Need help with simple system of differential equations thanks to your help I advanced in computing differential equations, but now I encountered another problem I need help with - this time it is a system of differential equations:
$$x_1'=-x_2$$ 
  $$x_2'=x_1$$
I know that the answer should contain trigonometric functions, (sine and cosine) but I have no idea how to start. I tried to divide first equation/second equation and I got something like:
$$\frac{x_1'}{x_2'}=-\frac{x2}{x1}$$
Then I rewrited x1' as $$\frac{dx1}{dt}$$ and did the same with x2. I got rid of dt this way and got a:
$$x_1dx_1=-x_2dx_2$$
Which lead me to result:
$$x_1=\sqrt(const-x_1^2)$$
After inserting x1 to the $$x_2'=x_1$$ equation I got some results, but neither of them contains sine or cosine. Could you point me what am I doing wrong?

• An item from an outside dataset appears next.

PR #1054, opened 2021-04-15
fix/feat: selected radio buttons [NP-1889]

baseonmars:
Update the styling of radio buttons to match the Design System - basically a grey border and dot.

I've also added the functionality to render a radio button pre-checked, this allows me to easily add tests for this state to the VRT suite.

 A: One approach (other than just guessing) is to note that
\begin{align*}
x_1'' &= -x_2' \\
&= -x_1,
\end{align*}
so $x_1$ satisfies the ODE
\begin{equation}
x_1'' + x_1 = 0.
\end{equation}
This can be solved using standard methods for linear second order ODEs with constant coefficients.
Another approach, using linear algebra, is to work directly with the first order system
\begin{equation}
x'(t) = 
\underbrace{\begin{bmatrix} 0 & -1 \\1 & 0 \end{bmatrix}}_{A}
x(t). \quad (\spadesuit)
\end{equation}
The eigenvalues of the coefficient matrix $A$ are $\lambda_1 = i, \lambda_2 = -i$.

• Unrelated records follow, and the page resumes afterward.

PR #1076, opened 2021-04-23
Minimal Rails engine

davidrapson:
## Background

https://citizensadvice.atlassian.net/browse/NP-1862

## Goals

The goal of this pull request is to:

- Add the skeleton structure of a Rails engine.
- Include a couple of experimental components.
- Include rspec tests and component previews for all experimental components.

## Non-goals

- Not published anywhere. The aim is for this pull request to be mergeable and installable as an *experimental* feature, but not included in any releases.
- No integration with storybook. I'm not generating any example files for use in storybook here, that will come later.
- I've not added any code to try and install the node module when installing the gem. I think this is the right call whilst this is in experimental mode, but we should consider doing this before we do a stable release.

## Structure

This pull request introduces two new directories:

- `engine/` - This is the source for the Rails engine code, and is what gets required by apps.
- `demo/` - A companion Rails demo app used by the engine tests and as a way of viewing component previews.

## Initial components

I've selected three components as good candidates for this initial iteration.

- ~`PageReviewComponent` - Selected because it's by far the smallest component we have and is a good test of date formatting and localisation within the engine.~ Removed this one as I reckon the date localisation needs a bit more thought as in the current version we accept a pre-formatted date string.
- `PaginationComponent` - Selected because we already have a production ready view component version within public-website. This ports this over with the existing test suite and previews.
- `AssetHyperlinkComponent` - Selected because it's also small but is used within Contentful renderer functions in public-website which is the main way the existing components are used.

## How to review this pull request

There's a lot of code in this pull request but most of it Rails boilerplate for the `demo/` app. I suggest:

- Focussing on the `engine/` code
- Try running the rspec tests within `engine/`
- Try running the demo Rails app and checking the component previews
- Checkout https://github.com/citizensadvice/public-website/pull/1278 and try running public-website using this code

There are instructions in `engine/README.md` with details on how to get set up locally.


demo/package.json
```diff
@@ -0,0 +1,14 @@
+{
+  "name": "demo",
+  "private": true,
+  "version": "0.1.0",
+  "dependencies": {
+    "@citizensadvice/design-system": "file:..",
```
davidrapson, line 6: This loads the design system package from the local project so the demo app always runs against the latest code.

engine/design_system.gemspec
```diff
@@ -0,0 +1,33 @@
+# frozen_string_literal: true
+
+lib = File.expand_path("lib", __dir__)
+$LOAD_PATH.unshift(lib) unless $LOAD_PATH.include?(lib)
+require "design_system/version"
+
+Gem::Specification.new do |spec|
+  spec.name = "design_system"
```
davidrapson, line 8: @pedantic-git I'm a little unsure about best practices for naming this.

At least for Rails engines the gem name and the engine namespace need to match. Using plain `design_system` here is nice as it means components can be called with `DesignSystem::PaginationComponent` which I like as an API.

I do wonder what happens if we published this more widely though. I assume best practice would involve prefixing this somehow. I have an aesthetic distaste for the `ca_` prefix we often use and that would end up with `CaDesignSystem::PaginationComponent` which…ugh. Alternatively `citizens_advice_design_system` would result in `CitizensAdviceDesignSystem::PaginationComponent` or even `CitizensAdvice::DesignSystem::PaginationComponent` which is accurate but…verbose.

Am I overthinking things? If we went for the prefixed name is there a way for apps to alias to a shorter name?

engine/design_system.gemspec
```diff
@@ -0,0 +1,33 @@
...
+    # spec.metadata["allowed_push_host"] = "https://rubygems.org"
+  else
+    raise "RubyGems 2.0 or newer is required to protect against " \
+      "public gem pushes."
+  end
+
+  spec.files = Dir["{app,config,lib}/**/*", "README.md"]
+
+  spec.add_runtime_dependency     "haml", [">= 5.1.0", "< 6.0"]
+  spec.add_runtime_dependency     "rails", [">= 6.0.0", "< 7.0"]
```
davidrapson, line 27: I'm requiring the whole of rails here, Primer goes for the approach of requiring just the parts of Rails used which might be worthwhile? https://github.com/primer/view_components/blob/main/primer_view_components.gemspec#L30-L31

engine/design_system.gemspec
davidrapson: Ended up looking around at other examples and went with `citizens_advice_components`, which makes the namespace `CitizensAdviceComponents::PreviewComponent`.

That extra `Component` at the end is the convention of view components. So a little verbose, but descriptive and includes the organisation name as a prefix. Feels OK.

engine/app/components/citizens_advice_components/asset_hyperlink_component.html.haml
```diff
@@ -0,0 +1,5 @@
+%a{ href: href }
+  = description
+  %span.cads-asset-type<
+    %span.cads-icon_file
+    \ #{number_to_human_size(size)}
```
davidrapson, line 5: Because we're in a Rails context here we can use the `number_to_human_size` helper rather than the limited `" #{(asset_hyperlink['size'] / 1_000_000.0).round(1)} MB"` we are currently using.

pedantic-git (approved):
So I wrote half a dozen comments and deleted every one because every time I decided your way was better than the way I had in my head.

As a first pass, this is perfect. I've checked it out and played with it too and it's really good.

In the next release you probably want to create an install generator that installs the npm package and any config files (e.g. I can imagine the header component adding a file to config/locales/*.en.yml). You can crib from ActionText's install generator: https://github.com/rails/rails/blob/main/actiontext/lib/generators/action_text/install/install_generator.rb

But that's one for another day. Merge away!

davidsauntson:
👏🏻 This is really great!

davidsauntson (approved):

davidrapson:
@davidsauntson Mind giving this one more review. Not much changed aside from:

- Backed out the `PageReviewComponent`. I realised the current version accepts a pre-formatted but this version I had accepting a Date object. I think this is the right interface, but warrants a bit more review first.
- Tidied up the set up documentation, particularly around the demo app

davidsauntson (approved):
Noice 🕺🏻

Finding corresponding eigenvectors $v_1$ and $v_2$ will yield the solutions
\begin{align}
u_1(t) &= e^{\lambda_1 t} v_1, \\
u_2(t) &= e^{\lambda_2 t} v_2.
\end{align}
Every solution to ($\spadesuit$) is a linear combination of $u_1$ and $u_2$:
\begin{equation}
x(t) = c_1 u_1(t) + c_2 u_2(t).
\end{equation}
A: I got this,
y' = -x and x' = y
y = x' so y' = x''
x'' = -x
x = cos(t) ; is one solution, x=Acos(t+k) represents solution set 
but ACos(t+k) = A(ei(t+k) + e-i(t+k))/2
which = 0.5*Aekeit+0.5*Ae-ke-it 
which is the same form as littleO's solution